> **Directions**
Provide only the number of lines in the records where "Azure" appears.

[Start of Attachment]

PR #4170, opened 2021-01-05
Fix E2E test pipelines for latest iot-identity-service

gordonwang0:


test/Microsoft.Azure.Devices.Edge.Test.Common/DaemonConfiguration.cs
```diff
@@ -209,6 +230,19 @@ public void RemoveCertificates()
             this.config[Service.Certd].Document.RemoveIfExists("preloaded_certs.iotedge-trust-bundle");
         }
 
+        public void AddPrincipal(string name, uint uid)
```
massand, line 233: For completeness, should we add an optional type parameter for local identity testing?

gordonwang0: Fixed.

massand (approved):

PR #4172, opened 2021-01-05
Update current config when plan is empty (#4166)

ancaantochi:
cherry-pick #4166


edge-agent/src/Microsoft.Azure.Devices.Edge.Agent.Core/Agent.cs
```diff
@@ -146,6 +146,11 @@ public async Task ReconcileAsync(CancellationToken token)
 
                         if (plan.IsEmpty)
                         {
+                            if (this.currentConfig.Version != deploymentConfigInfo.Version)
```
nyanzebra, line 149: Should we have test cases for both possibilities? Where versions are the same and different? From what I can tell below, it looks like we have the test for both being the same. Feel free to resolve if I missed something and both cases are covered.

ancaantochi: by default currentConfig.Version is -1 so it tests for different, but it looks like there is no test covering when they are equal. This is a cherry-pick, I will add the test in a different PR in master

vadim-kovalyov (approved):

[End of Attachment]

> **Response box**
2